Greg Goodman calls for reality check on AI boom

Goodman Group’s Tsukuba Tech Central in Japan
Billionaire developer Greg Goodman has warned that the hype in the data centre boom is masking the risks of a surge in highly-leveraged development deals worldwide.
Some of the world’s largest technology companies have issued billions of dollars worth of bonds to help fund the roll out of huge data centres and players including Blackstone, KKR and Partners Group are active in this region.
Private equity players have piled into the sector, drawn by the potential for multi-billion dollar pay-offs on the back of the AI revolution despite concerns about the funding gaps for the massive complexes.

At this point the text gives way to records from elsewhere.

PR #4222, opened 2022-10-15
Refactor Mapping Protocol

qingshi163:


youknowone:
@Snowapril could you review this pr?

Snowapril (approved):
Looks good to me! The part of this change is actually what I intended when I implemented mapping protocol at the beginning. By this change, the only field that needs to be updated is changed by a new wrapper. Looks good.

vm/src/types/slot.rs
```diff
@@ -939,16 +941,10 @@ pub trait AsBuffer: PyPayload {
...
-    const AS_MAPPING: PyMappingMethods;
-
-    #[inline]
     #[pyslot]
-    fn as_mapping(_zelf: &PyObject, _vm: &VirtualMachine) -> &'static PyMappingMethods {
-        &Self::AS_MAPPING
-    }
+    fn as_mapping() -> &'static PyMappingMethods;
 
-    #[inline]
```
youknowone, line 950: maybe accidentally removed?

youknowone (approved):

“The amount of leverage going into the sector all around the world is extreme. I don’t think it’s sustainable. I don’t think it will be sustainable,” Mr Goodman said told the company’s annual general meeting on Tuesday. The Goodman boss said there was exaggeration about the impact of AI and pointed to the reality of building huge data centres and predicted the hype would fade as excitement levelled out.
He emphasised that developers had to have the capacity to actually deliver sites. “We’re very focused on metro areas, which we think are the best, most sustainable investments for our long term investors,” he said.

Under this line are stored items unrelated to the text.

PR #4225, opened 2022-10-16
Fix class method of a float subclass

joohongpark:
Fixed return type for fromhex class method of float subclass.

### DIFF
--- a/vm/src/builtins/float.rs
+++ b/vm/src/builtins/float.rs
@@ -13,7 +13,7 @@ use crate::{
         PyComparisonValue,
     },
     protocol::{PyNumber, PyNumberMethods},
-    types::{AsNumber, Comparable, Constructor, Hashable, PyComparisonOp},
+    types::{AsNumber, Callable, Comparable, Constructor, Hashable, PyComparisonOp},
     AsObject, Context, Py, PyObject, PyObjectRef, PyPayload, PyRef, PyResult,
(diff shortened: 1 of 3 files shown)


vm/src/builtins/float.rs
```diff
@@ -481,11 +481,13 @@ impl PyFloat {
...
-        float_ops::from_hex(repr.as_str().trim()).ok_or_else(|| {
-            vm.new_value_error("invalid hexadecimal floating-point string".to_owned())
-        })
+    #[pyclassmethod]
+    fn fromhex(cls: PyTypeRef, string: PyStrRef, vm: &VirtualMachine) -> PyResult {
+        let result = float_ops::from_hex(string.as_str().trim());
+        match result {
+            Some(value) => PyType::call(&cls, vec![vm.ctx.new_float(value).into()].into(), vm),
+            None => Err(vm.new_value_error("invalid hexadecimal floating-point string".to_owned())),
+        }
```
Snowapril, line 490:
```suggestion
        let result = float_ops::from_hex(string.as_str().trim()).ok_or_else(|| {
            vm.new_value_error("invalid hexadecimal floating-point string".to_owned())
        })?;
        PyType::call(&cls, vec![vm.ctx.new_float(result).into()].into(), vm)
```

youknowone (approved):

youknowone:
Thank you!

Billionaire developer Greg Goodman. Picture: John Feder/The Australian.
Mr Goodman said AI would change the world over the next ten years but it was harder to get done than to talk about. “It’s about having the capital and the infrastructure. And a lot of that infrastructure is actually people that know what they’re doing,” he said.
Goodman Group sees itself as having an advantage due to keeping its debt levels low and drawing on the backing of major pension funds from around the world to back its new buildings.

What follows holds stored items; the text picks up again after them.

PR #4227, opened 2022-10-16
Start simple string at quote mark

charliermarsh:
The same as #4220, but for simple strings. E.g., right now `"foo"` starts at column 2, instead of column 1.


charliermarsh:
@youknowone - Sorry, I missed this the first time around.

youknowone (approved):

PR #4229, opened 2022-10-17
Expose a method to parse AST from tokens directly

charliermarsh:
I'm using this in [Ruff](https://github.com/charliermarsh/ruff) where it's useful to be able to generate the token stream once upfront, use it in a few places, then pass it to the parser without re-tokenizing the entire stream.

### DIFF
--- a/compiler/parser/src/parser.rs
+++ b/compiler/parser/src/parser.rs
@@ -5,9 +5,11 @@
 //! parse a whole program, a single statement, or a single
 //! expression.
 
+use std::iter;
+
+use crate::lexer::LexResult;
 pub use crate::mode::Mode;
 use crate::{ast, error::ParseError, lexer, python};
-use std::iter;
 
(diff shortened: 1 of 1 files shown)


compiler/parser/src/parser.rs
```diff
@@ -23,6 +25,17 @@ pub fn parse_program(source: &str, source_path: &str) -> Result<ast::Suite, Pars
     })
 }
 
+/// Parse the token stream for a full python program.
+pub fn parse_program_tokens(
```
youknowone, line 29: I understand we'd better to add `parse_tokens` for some use case. But `parse_program_tokens` too?
This is a very specific use case which can be also covered by `parse_program_tokens`.

charliermarsh: Removed.

youknowone (approved):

The company flagged that it was lifting up to a workbook of about $17.5bn of work-in-progress across data centres and logistics projects. It sees its advantage in being able to pick up sites, particularly in the US, which can be used for both purposes.
It is also defraying the costs of the massive centres by taking on partners, including in Europe, where it is seeking to launch a fund with four complexes, and in Australia where it is seeking backing for a complex in Sydney. The company is focused on major cities where land is tight and it already holds positions and where it can deal with hyper-scale developers.
The listed company is renowned for its lucrative pay and incentives schemes and has attracted multiple strikes against its practices. It saw off the latest threat of a second strike as the billionaire chief executive trimmed his wages.
The move was enough to satisfy proxy houses ISS and Glass, Lewis & Co. But Ownership Matters and ACSI objected, driving a protest vote of about 16 per cent. The company has been under scrutiny for payments not only to the billionaire founder, but also to other well-paid executives who have outstripped their rivals.
Goodman independent chairman Stephen Johns said the company was focused on dealing with hyperscale developers like AWS, Microsoft and Google, and their involvement would help underwrite its projects.
“We intend to maintain a very low leverage,” he said. “We’re confident, and management is confident, that the equity is there from major pension funds and institutional investors around the world and in Australia.”
Goodman shares rallied 1.5 per cent to $30.95.